▸ **WORK TASK**
Take the entries that follow and write each one out exactly.

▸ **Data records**
※

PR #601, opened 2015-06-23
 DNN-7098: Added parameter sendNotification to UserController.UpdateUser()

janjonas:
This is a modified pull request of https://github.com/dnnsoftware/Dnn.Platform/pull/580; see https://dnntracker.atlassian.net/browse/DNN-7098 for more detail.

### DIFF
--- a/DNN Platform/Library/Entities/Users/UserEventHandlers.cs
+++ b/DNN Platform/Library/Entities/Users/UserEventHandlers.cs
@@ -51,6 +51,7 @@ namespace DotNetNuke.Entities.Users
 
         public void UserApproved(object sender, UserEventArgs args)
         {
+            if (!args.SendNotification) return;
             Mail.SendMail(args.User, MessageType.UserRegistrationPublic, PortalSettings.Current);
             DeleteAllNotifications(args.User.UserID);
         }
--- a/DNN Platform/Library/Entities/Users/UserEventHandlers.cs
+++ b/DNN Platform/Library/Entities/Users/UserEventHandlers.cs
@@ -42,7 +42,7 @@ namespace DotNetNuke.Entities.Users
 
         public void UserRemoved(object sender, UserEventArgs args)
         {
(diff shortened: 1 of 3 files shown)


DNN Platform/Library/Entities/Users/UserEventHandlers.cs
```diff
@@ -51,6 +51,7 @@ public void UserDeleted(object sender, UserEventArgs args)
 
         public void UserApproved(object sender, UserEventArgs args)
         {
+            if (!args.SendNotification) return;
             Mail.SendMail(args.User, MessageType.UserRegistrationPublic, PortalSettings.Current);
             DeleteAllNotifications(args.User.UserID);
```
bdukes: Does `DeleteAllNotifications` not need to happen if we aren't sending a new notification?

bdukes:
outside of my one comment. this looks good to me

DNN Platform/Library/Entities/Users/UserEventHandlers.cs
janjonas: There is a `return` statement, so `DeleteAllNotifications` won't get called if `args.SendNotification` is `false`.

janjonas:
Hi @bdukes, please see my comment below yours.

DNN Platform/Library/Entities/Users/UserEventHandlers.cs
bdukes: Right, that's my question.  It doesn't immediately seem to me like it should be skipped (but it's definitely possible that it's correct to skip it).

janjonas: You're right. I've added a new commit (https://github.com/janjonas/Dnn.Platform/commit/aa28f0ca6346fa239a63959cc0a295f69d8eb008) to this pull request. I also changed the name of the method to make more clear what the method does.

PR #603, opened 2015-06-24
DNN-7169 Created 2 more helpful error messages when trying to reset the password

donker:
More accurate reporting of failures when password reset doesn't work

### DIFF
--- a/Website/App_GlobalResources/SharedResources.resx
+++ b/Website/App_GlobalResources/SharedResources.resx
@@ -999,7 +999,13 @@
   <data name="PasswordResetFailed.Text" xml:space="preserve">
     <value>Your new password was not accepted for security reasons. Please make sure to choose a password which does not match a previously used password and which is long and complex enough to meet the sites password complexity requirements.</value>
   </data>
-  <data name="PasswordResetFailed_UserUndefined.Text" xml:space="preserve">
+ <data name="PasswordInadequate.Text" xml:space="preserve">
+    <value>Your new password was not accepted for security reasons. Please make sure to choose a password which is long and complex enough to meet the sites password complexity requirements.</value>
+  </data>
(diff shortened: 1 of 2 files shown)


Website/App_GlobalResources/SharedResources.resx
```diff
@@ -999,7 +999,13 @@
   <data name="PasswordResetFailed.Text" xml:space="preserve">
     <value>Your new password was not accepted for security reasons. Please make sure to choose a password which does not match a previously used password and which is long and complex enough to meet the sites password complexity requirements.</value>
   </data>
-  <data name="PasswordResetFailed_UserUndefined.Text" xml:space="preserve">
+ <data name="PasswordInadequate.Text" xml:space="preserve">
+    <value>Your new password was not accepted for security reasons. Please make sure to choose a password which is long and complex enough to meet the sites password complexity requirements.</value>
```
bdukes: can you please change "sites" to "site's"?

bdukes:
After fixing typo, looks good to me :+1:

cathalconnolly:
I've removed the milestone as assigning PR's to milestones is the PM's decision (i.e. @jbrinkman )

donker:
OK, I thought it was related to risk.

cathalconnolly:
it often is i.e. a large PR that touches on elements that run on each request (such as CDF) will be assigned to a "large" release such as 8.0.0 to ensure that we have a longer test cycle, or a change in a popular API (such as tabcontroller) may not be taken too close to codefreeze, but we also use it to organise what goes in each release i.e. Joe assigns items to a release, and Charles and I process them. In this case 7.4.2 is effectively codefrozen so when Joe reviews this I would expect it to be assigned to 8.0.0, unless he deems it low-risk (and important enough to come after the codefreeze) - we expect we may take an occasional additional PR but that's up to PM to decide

※

▸ **TASK RESULT**
PR #601, opened 2015-06-23
 DNN-7098: Added parameter sendNotification to UserController.UpdateUser()

janjonas:
This is a modified pull request of https://github.com/dnnsoftware/Dnn.Platform/pull/580; see https://dnntracker.atlassian.net/browse/DNN-7098 for more detail.

### DIFF
--- a/DNN Platform/Library/Entities/Users/UserEventHandlers.cs
+++ b/DNN Platform/Library/Entities/Users/UserEventHandlers.cs
@@ -51,6 +51,7 @@ namespace DotNetNuke.Entities.Users
 
         public void UserApproved(object sender, UserEventArgs args)
         {
+            if (!args.SendNotification) return;
             Mail.SendMail(args.User, MessageType.UserRegistrationPublic, PortalSettings.Current);
             DeleteAllNotifications(args.User.UserID);
         }
--- a/DNN Platform/Library/Entities/Users/UserEventHandlers.cs
+++ b/DNN Platform/Library/Entities/Users/UserEventHandlers.cs
@@ -42,7 +42,7 @@ namespace DotNetNuke.Entities.Users
 
         public void UserRemoved(object sender, UserEventArgs args)
         {
(diff shortened: 1 of 3 files shown)


DNN Platform/Library/Entities/Users/UserEventHandlers.cs
```diff
@@ -51,6 +51,7 @@ public void UserDeleted(object sender, UserEventArgs args)
 
         public void UserApproved(object sender, UserEventArgs args)
         {
+            if (!args.SendNotification) return;
             Mail.SendMail(args.User, MessageType.UserRegistrationPublic, PortalSettings.Current);
             DeleteAllNotifications(args.User.UserID);
```
bdukes: Does `DeleteAllNotifications` not need to happen if we aren't sending a new notification?

bdukes:
outside of my one comment. this looks good to me

DNN Platform/Library/Entities/Users/UserEventHandlers.cs
janjonas: There is a `return` statement, so `DeleteAllNotifications` won't get called if `args.SendNotification` is `false`.

janjonas:
Hi @bdukes, please see my comment below yours.

DNN Platform/Library/Entities/Users/UserEventHandlers.cs
bdukes: Right, that's my question.  It doesn't immediately seem to me like it should be skipped (but it's definitely possible that it's correct to skip it).

janjonas: You're right. I've added a new commit (https://github.com/janjonas/Dnn.Platform/commit/aa28f0ca6346fa239a63959cc0a295f69d8eb008) to this pull request. I also changed the name of the method to make more clear what the method does.

PR #603, opened 2015-06-24
DNN-7169 Created 2 more helpful error messages when trying to reset the password

donker:
More accurate reporting of failures when password reset doesn't work

### DIFF
--- a/Website/App_GlobalResources/SharedResources.resx
+++ b/Website/App_GlobalResources/SharedResources.resx
@@ -999,7 +999,13 @@
   <data name="PasswordResetFailed.Text" xml:space="preserve">
     <value>Your new password was not accepted for security reasons. Please make sure to choose a password which does not match a previously used password and which is long and complex enough to meet the sites password complexity requirements.</value>
   </data>
-  <data name="PasswordResetFailed_UserUndefined.Text" xml:space="preserve">
+ <data name="PasswordInadequate.Text" xml:space="preserve">
+    <value>Your new password was not accepted for security reasons. Please make sure to choose a password which is long and complex enough to meet the sites password complexity requirements.</value>
+  </data>
(diff shortened: 1 of 2 files shown)


Website/App_GlobalResources/SharedResources.resx
```diff
@@ -999,7 +999,13 @@
   <data name="PasswordResetFailed.Text" xml:space="preserve">
     <value>Your new password was not accepted for security reasons. Please make sure to choose a password which does not match a previously used password and which is long and complex enough to meet the sites password complexity requirements.</value>
   </data>
-  <data name="PasswordResetFailed_UserUndefined.Text" xml:space="preserve">
+ <data name="PasswordInadequate.Text" xml:space="preserve">
+    <value>Your new password was not accepted for security reasons. Please make sure to choose a password which is long and complex enough to meet the sites password complexity requirements.</value>
```
bdukes: can you please change "sites" to "site's"?

bdukes:
After fixing typo, looks good to me :+1:

cathalconnolly:
I've removed the milestone as assigning PR's to milestones is the PM's decision (i.e. @jbrinkman )

donker:
OK, I thought it was related to risk.

cathalconnolly:
it often is i.e. a large PR that touches on elements that run on each request (such as CDF) will be assigned to a "large" release such as 8.0.0 to ensure that we have a longer test cycle, or a change in a popular API (such as tabcontroller) may not be taken too close to codefreeze, but we also use it to organise what goes in each release i.e. Joe assigns items to a release, and Charles and I process them. In this case 7.4.2 is effectively codefrozen so when Joe reviews this I would expect it to be assigned to 8.0.0, unless he deems it low-risk (and important enough to come after the codefreeze) - we expect we may take an occasional additional PR but that's up to PM to decide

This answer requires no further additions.